- [How to complete this task]
Scan the records for lines holding "asset". Say how many there are and give nothing else.

====

PR #2156, opened 2023-05-02
Update for Canada Day 2023

nfrenette:


duboisp (approved):
I reviewed and new added feature are demoed and designed according to PE.

Although I found the working example page structure (heading sequence + associated content) may need to be reviewed. Considering that you are going to be at the office hours tomorrow, let fix that content during that scheduled time.
* line 131 missing an heading level 4 or move the code block before the row at line 113
* section at line 67-72 contains an h2 but it seem to be under the heading level 3. Considering this heading structure is inconsistent with the rest of that page structure, I recommend to re-organise that example and if needed to move it onto another separate page.

PR #2160, opened 2023-05-11
Stabilizing follow-us plugin

jmealing:
- Remove provisional classes
- Adjustment to margins in lists to have better aligned spacing and touch target areas
- Remove margin on h2 that is causing it to have a large gap on mobile

To do:
* [x] DTO to update html file for the Institutional Landing page to add a margin to make things align better
* [x] DTO to create guidance page 
* DTO EN: PR https://github.com/canada-ca/design-system/pull/308
* DTO FR: PR in progress


jmealing:
Unfortunately I can't get the local preview working on my devices, but I coded the page elsewhere to validate these edits should work to improve the design spacing

duboisp:
@Garneauma when you have time this week, can you build a site demo + link to where to download the compiled version in .zip.

Garneauma:
@jmealing Unfortunately, some of the changes you made are breaking the older pattern of the follow us plugin (`.followus`). Is the intent to stop supporting the older pattern?

Secondly, I think this stabilization will require us to create a documentation for the follow us plugin in order for us to test and track upcoming changes. Are you interested in creating this documentation or are you relying on us to create it? If you are relying on us, we will most likely create a separate PR that would include your few change suggestions regarding margins.

Finally, could you send the link to the guidance for this plugin?

Thank you!

jmealing:
@Garneauma The intention is to stop supporting the older pattern and replace it with this one

I'll discuss the other items with the DTO team and get back to you

Garneauma:
> @Garneauma Could you clarify what changes would be breaking between the new pattern and the old? They use two entirely different classes `gc-followus` vs `followus`

They indeed use a different class. However, they use the same pseudo-class to build the styles in SASS (`%social-media-icons-followus-logo-properties`). Since you removed "provisional" from the pseudo-class name at line 71, it now overwrites the pseudo-class defined at line 5 (which now has the exact same name). I have suggested changes to fix the issue.

Garneauma (changes requested):

Garneauma:
@jmealing The old pattern looks good now. Thank you.

I was comparing the output of GCWeb with your latest changes vs the guidance and noticed the spacing is a little different for the stacked version and very different for the inline version. Is this intentional?

GCWeb stacked:
Screen Shot 2023-12-07 at 12 56 10 PM

Guidance stacked:


GCWeb inline:
Screen Shot 2023-12-07 at 12 56 34 PM

Guidance inline:

jmealing:
@Garneauma You're right, there shouldn't be that much spacing between the heading and the icons for inline. I am not able to preview my edits reliably which makes it a challenge. It's about more than double what it should be.

The guidance draft image does need to be updated too. The slightly increased spacing between the individual icons themselves is correct, and a bit more space between header and icons than that pictured is intended.

Garneauma (dismissed):
@jmealing The following change should fix the issue.

Garneauma:
@jmealing This component will need a documentation page and working examples (for stacked and inline).

Are you willing to try the new data-first approach for the documentation? If so, you can start with the sites/date-modified files and edit it for gc-follow-us. You will only need the 2 HTML files and the JSON-LD file. Don't bother with the "changesets" and "iterations" properties as they can be a bit tricky. I can suggest the content for those once you are done.

If not, we can discuss another approach. Thanks!

jmealing:
@Garneauma guidance and examples have been created in the `sites` folder. Please let me know if we need additional changes. I flagged some items to send to translation

Garneauma:
@jmealing I don't see the guidance and examples in this PR. Did you add them in another PR ?

jmealing:
It's all in the` sites `folder. The guidance is there and the examples in the includes. 
Screenshot 2024-01-17 at 8 53 15 AM

Garneauma:
I'm sorry @jmealing but as far as this PR is concerned, all the files about gc-follow-us remain unchanged and under /components. The only change made on this PR is in /components/gc-follow-us/_base.scss.

jmealing:
Screenshot 2024-01-18 at 1 25 35 PM
@Garneauma I'm not sure what's going on, as I did edit and push the files successfully from what I can see. Any ideas @delisma ?

duboisp:

duboisp (dismissed):
Reviewed and tested, everything work as expected.

The following will need to be completed, we will do it after this is merged considering this is only documentation related
* [ ] Documents the to be deprecated asset "twitter.svg"
* [ ] Document the new asset "x.svg"

duboisp (approved):

Garneauma (approved):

====

- [Result for this task]
2